Effet antalgique local (menthe poivrée)
L'application cutanée de menthe poivrée diluée a montré une efficacité dans les céphalées de tension dans plusieurs essais contrôlés, avec un effet comparable à de faibles doses de paracétamol dans certaines études.
Ce qui est prometteur mais incomplet
- Activité anti-inflammatoire — bien démontrée in vitro et chez l'animal pour de nombreuses HE, mais les essais humains de qualité restent rares et les dosages mal standardisés.
- Effet sur l'immunité — des marqueurs immunitaires bougent en laboratoire, mais on ne peut pas conclure à une « stimulation des défenses » chez l'humain en usage courant.
- Anticancéreux in vitro — certaines molécules (ex. apoptose induite par le D-limonène sur cellules cancéreuses en culture) suscitent l'intérêt de la recherche, mais aucune HE n'est un traitement anticancéreux validé. Toute communication en ce sens est trompeuse.
Ce qui reste anecdotique ou non démontré
- Les vertus « détoxifiantes » au sens large (drainage hépatique, élimination de toxines) — concept flou, non mesurable scientifiquement tel qu'utilisé en aromathérapie populaire.
- L'action sur l'humeur via des mécanismes « énergétiques » ou « vibratoires » — relève de modèles non scientifiques, à distinguer de l'effet olfactif réel sur le système limbique, lui bien documenté.
- L'efficacité de la diffusion atmosphérique pour traiter une infection — la concentration d'HE dans l'air ambiant est généralement insuffisante pour atteindre les seuils antimicrobiens actifs.
Limites méthodologiques du champ
- Échantillons HE non standardisés — deux études sur « la lavande » peuvent utiliser des chémotypes ou origines différents, rendant les comparaisons fragiles.
- Effectifs souvent faibles — beaucoup d'essais cliniques en aromathérapie portent sur quelques dizaines de patients.
- Difficulté du double aveugle — une odeur est difficile à masquer, ce qui complique le contrôle placebo pour les études olfactives.
- Conflit d'intérêt — une partie de la littérature est financée par l'industrie des compléments et arômes, nécessitant une lecture critique des conclusions.
- Biais de publication — les résultats positifs sont plus souvent publiés que les résultats négatifs ou nuls.

PubMed recense plus de 3 000 articles sur les HE publiés entre 2010 et 2020 — un champ en pleine expansion, mais à évaluer avec rigueur.

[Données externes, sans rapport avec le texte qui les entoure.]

Issue #603, opened 2019-01-17
Error while repairing – invalid RunState and timestamps


ynsdl:
Hi,

I have a cassandra cluster setup with 3 nodes. On each node JMX authentication is enabled

When ı start to repair, ı see some errors on cassandra-reaper.log

What does it means ?

ERROR  [2019-01-17 07:20:54,850] [ReaperApplication-scheduler] i.c.ReaperApplication - Failed purging repair runs from history 
java.lang.NullPointerException: null
        at io.cassandrareaper.service.PurgeService.lambda$purgeRepairRunsByHistoryDepth$1(PurgeService.java:94)
        at java.util.TimSort.countRunAndMakeAscending(TimSort.java:355)
        at java.util.TimSort.sort(TimSort.java:220)
        at java.util.Arrays.sort(Arrays.java:1512)
        at java.util.ArrayList.sort(ArrayList.java:1454)
        at io.cassandrareaper.service.PurgeService.purgeRepairRunsByHistoryDepth(PurgeService.java:93)
        at io.cassandrareaper.service.PurgeService.purgeDatabase(PurgeService.java:71)
        at io.cassandrareaper.ReaperApplication.lambda$schedulePurge$1(ReaperApplication.java:308)
        at com.codahale.metrics.InstrumentedScheduledExecutorService$InstrumentedRunnable.run(InstrumentedScheduledExecutorService.java:235)
        at java.util.concurrent.Executors$RunnableAdapter.call(Executors.java:511)
        at java.util.concurrent.FutureTask.runAndReset(FutureTask.java:308)
        at java.util.concurrent.ScheduledThreadPoolExecutor$ScheduledFutureTask.access$301(ScheduledThreadPoolExecutor.java:180)
        at java.util.concurrent.ScheduledThreadPoolExecutor$ScheduledFutureTask.run(ScheduledThreadPoolExecutor.java:294)
        at java.util.concurrent.ThreadPoolExecutor.runWorker(ThreadPoolExecutor.java:1142)
        at java.util.concurrent.ThreadPoolExecutor$Worker.run(ThreadPoolExecutor.java:617)
        at java.lang.Thread.run(Thread.java:745)

ynsdl:
Hi,

cassandra-reaper working in memory so ı have restarted cassandra-reaper and send a new repair request to cassandra. So ı cant see last repair history but ı can share new repair history.

storageType: memory

[...]

PR #651, opened 2019-04-24
Fix RepairRun timestamps, honouring different run states

michaelsembwever:
ref:
 - https://github.com/thelastpickle/cassandra-reaper/issues/603

### DIFF
--- a/src/server/src/main/java/io/cassandrareaper/storage/cassandra/Migration008.java
+++ b/src/server/src/main/java/io/cassandrareaper/storage/cassandra/Migration008.java
@@ -20,9 +20,9 @@ package io.cassandrareaper.storage.cassandra;
 
 import com.datastax.driver.core.Session;
 
-public final class Migration011 {
+public final class Migration008 {
 
-  private Migration011() {
+  private Migration008() {
   }
 
   /**
--- a/src/server/src/main/java/io/cassandrareaper/storage/cassandra/Migration012.java
+++ b/src/server/src/main/java/io/cassandrareaper/storage/cassandra/Migration012.java
@@ -1,6 +1,6 @@
 /*
  * Copyright 2014-2017 Spotify AB
- * Copyright 2016-2018 The Last Pickle Ltd
+ * Copyright 2016-2019 The Last Pickle Ltd
  *
  * Licensed under the Apache License, Version 2.0 (the "License");
  * you may not use this file except in compliance with the License.
@@ -27,9 +27,9 @@ public final class Migration012 {
 
   /**
    * fix segment start and end times in the repair_run table.
-   *  delegates to Migration009 as that does everything already.
+   *  delegates to FixRepairSegmentTimestamps as that does everything already.
    */
   public static void migrate(Session session) {
-    Migration009.migrate(session);
+    FixRepairSegmentTimestamps.migrate(session);
   }
 }
--- a/src/server/src/main/resources/db/h2/V12_0_0__fix_repair_run_timestamps.sql
+++ b/src/server/src/main/resources/db/h2/V12_0_0__fix_repair_run_timestamps.sql
@@ -13,11 +13,30 @@
 --  See the License for the specific language governing permissions and
 --  limitations under the License.
 --
+-- Fix timestamp inconsistencies in the repair_run table
 --
--- Support for custom cluster properties
---
 
-ALTER TABLE cluster 
-ADD properties TEXT;
+UPDATE repair_run
+SET start_time = NULL
+WHERE start_time is NOT NULL
+AND state =  'NOT_STARTED';
 
+UPDATE repair_run
+SET end_time = NULL
+WHERE end_time IS NOT NULL
+AND state NOT IN ('ERROR', 'DONE', 'ABORTED', 'PAUSED');
 
+UPDATE repair_run
+SET end_time = start_time
+WHERE end_time IS NULL
+AND state IN ('ERROR', 'DONE', 'ABORTED', 'PAUSED');
+
+UPDATE repair_run
+SET start_time = end_time
+WHERE start_time is NULL
+AND end_time IS NOT NULL;
+
+UPDATE repair_run
+SET pause_time = start_time
+WHERE pause_time IS NULL
+AND state = 'PAUSED';
--- a/src/server/src/main/resources/db/postgres/V12_0_0__fix_repair_run_timestamps.sql
+++ b/src/server/src/main/resources/db/postgres/V12_0_0__fix_repair_run_timestamps.sql
@@ -1,0 +1,42 @@
+--
+--  Copyright 2019-2019 The Last Pickle Ltd
+--
+--  Licensed under the Apache License, Version 2.0 (the "License");
+--  you may not use this file except in compliance with the License.
+--  You may obtain a copy of the License at
+--
+--      http://www.apache.org/licenses/LICENSE-2.0
+--
+--  Unless required by applicable law or agreed to in writing, software
+--  distributed under the License is distributed on an "AS IS" BASIS,
+--  WITHOUT WARRANTIES OR CONDITIONS OF ANY KIND, either express or implied.
+--  See the License for the specific language governing permissions and
+--  limitations under the License.
+--
+-- Fix timestamp inconsistencies in the repair_run table
+--
+
+UPDATE repair_run
+SET start_time = CAST(NULL as TIMESTAMP WITH TIME ZONE)
+WHERE start_time is NOT NULL
+AND state = 'NOT_STARTED';
+
+UPDATE repair_run
+SET end_time = CAST(NULL as TIMESTAMP WITH TIME ZONE)
+WHERE end_time IS NOT NULL
+AND state NOT IN ('ERROR', 'DONE', 'ABORTED', 'PAUSED');
+
+UPDATE repair_run
+SET end_time = start_time
+WHERE end_time IS NULL
+AND state IN ('ERROR', 'DONE', 'ABORTED', 'PAUSED');
+
+UPDATE repair_run
+SET start_time = end_time
+WHERE start_time is NULL
+AND end_time IS NOT NULL;
+
+UPDATE repair_run
+SET pause_time = start_time
+WHERE pause_time IS NULL
+AND state = 'PAUSED';
--- a/src/server/src/main/java/io/cassandrareaper/core/RepairRun.java
+++ b/src/server/src/main/java/io/cassandrareaper/core/RepairRun.java
@@ -1,6 +1,6 @@
 /*
  * Copyright 2014-2017 Spotify AB
- * Copyright 2016-2018 The Last Pickle Ltd
+ * Copyright 2016-2019 The Last Pickle Ltd
  *
  * Licensed under the Apache License, Version 2.0 (the "License");
  * you may not use this file except in compliance with the License.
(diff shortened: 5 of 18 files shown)


src/server/src/main/java/io/cassandrareaper/storage/cassandra/Migration008.java
```diff
@@ -0,0 +1,35 @@
...
+import com.datastax.driver.core.Session;
+
+public final class Migration008 {
+
+  private Migration008() {
+  }
+
+  /**
+   * fix segment start and end times in the repair_run table.
+   *  delegates to Migration009 as that does everything already.
```
SesquipedalianDefenestrator:
```suggestion
   *  delegates to FixRepairSegmentTimestamps as that does everything already.
```

src/server/src/main/java/io/cassandrareaper/storage/cassandra/Migration011.java
```diff
@@ -30,6 +30,6 @@ private Migration011() {
    *  delegates to Migration009 as that does everything already.
```
SesquipedalianDefenestrator:
```suggestion
   *  delegates to FixRepairSegmentTimestamps as that does everything already.
```

src/server/src/main/java/io/cassandrareaper/storage/cassandra/Migration012.java
```diff
@@ -30,6 +30,6 @@ private Migration012() {
    *  delegates to Migration009 as that does everything already.
```
SesquipedalianDefenestrator:
```suggestion
   *  delegates to FixRepairSegmentTimestamps as that does everything already.
```

SesquipedalianDefenestrator (changes requested):
A few nitpicky comment updates to match the code updates

SesquipedalianDefenestrator:
For the failing test, I suspect the postgres UPDATE statements need = CAST(NULL as timestamp) or possibly = CAST(NULL as TIMESTAMP WITH TIME ZONE)

SesquipedalianDefenestrator:
The Cassandra fix logic makes sense to me, but I'm having a bit of trouble with both instances of `V12_0_0__fix_repair_run_timestamps.sql`.  I don't see where it's setting `end_date` to anything but NULL. Am I missing something?

michaelsembwever:
> The Cassandra fix logic makes sense to me, but I'm having a bit of trouble with both instances of `V12_0_0__fix_repair_run_timestamps.sql`. I don't see where it's setting `end_date` to anything but NULL. Am I missing something?

I'm not sure I follow the question.
Both sql scripts only ever set `end_date` to `NULL`.

This is to meet the precondition here:  https://github.com/thelastpickle/cassandra-reaper/pull/651/files#diff-206e460c603d749f438e724e1023f236R303

src/server/src/main/resources/db/h2/V12_0_0__fix_repair_run_timestamps.sql
```diff
@@ -0,0 +1,52 @@
...
+--  See the License for the specific language governing permissions and
+--  limitations under the License.
+--
+-- Fix timestamp inconsistencies in the repair_run table
+--
+
+UPDATE repair_run
+SET start_time = NULL
+WHERE start_time is NOT NULL
+AND state = 0;
```
SesquipedalianDefenestrator:
```suggestion
AND state = 'NOT_STARTED';
```

src/server/src/main/resources/db/h2/V12_0_0__fix_repair_run_timestamps.sql
```diff
@@ -0,0 +1,52 @@
...
+
+UPDATE repair_run
+SET end_time = NULL
+WHERE end_time IS NOT NULL
+AND state != 2;
```
SesquipedalianDefenestrator:
```suggestion
AND state != 'ERROR';
```

src/server/src/main/resources/db/h2/V12_0_0__fix_repair_run_timestamps.sql
```diff
@@ -0,0 +1,52 @@
...
+
+UPDATE repair_run
+SET end_time = NULL
+WHERE end_time IS NOT NULL
+AND state != 3;
```
SesquipedalianDefenestrator:
```suggestion
AND state != 'DONE';
```

src/server/src/main/resources/db/h2/V12_0_0__fix_repair_run_timestamps.sql
```diff
@@ -0,0 +1,52 @@
...
+
+UPDATE repair_run
+SET end_time = NULL
+WHERE end_time IS NOT NULL
+AND state != 5;
```
SesquipedalianDefenestrator:
```suggestion
AND state != 'ABORTED';
```

src/server/src/main/resources/db/h2/V12_0_0__fix_repair_run_timestamps.sql
```diff
@@ -0,0 +1,52 @@
...
+
+UPDATE repair_run
+SET pause_time = NULL
+WHERE pause_time IS NOT NULL
+AND state != 4;
```
SesquipedalianDefenestrator:
```suggestion
AND state != 'PAUSED';
```

src/server/src/main/resources/db/h2/V12_0_0__fix_repair_run_timestamps.sql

Où chercher l'information fiable
Pour aller au-delà des affirmations commerciales, les bases de données suivantes donnent accès à la littérature scientifique primaire :
- PubMed (ncbi.nlm.nih.gov/pubmed) — base de référence en biomédecine
- Cochrane Library — synthèses systématiques de haute rigueur méthodologique
- ANSM — position des autorités sanitaires françaises sur les HE
Posture recommandée : une HE bien documentée en aromathérapie traditionnelle (via Faucon, Franchomme, Baudoux) n'est pas nécessairement validée par des essais cliniques humains. Les deux corpus se complètent mais ne se substituent pas l'un à l'autre.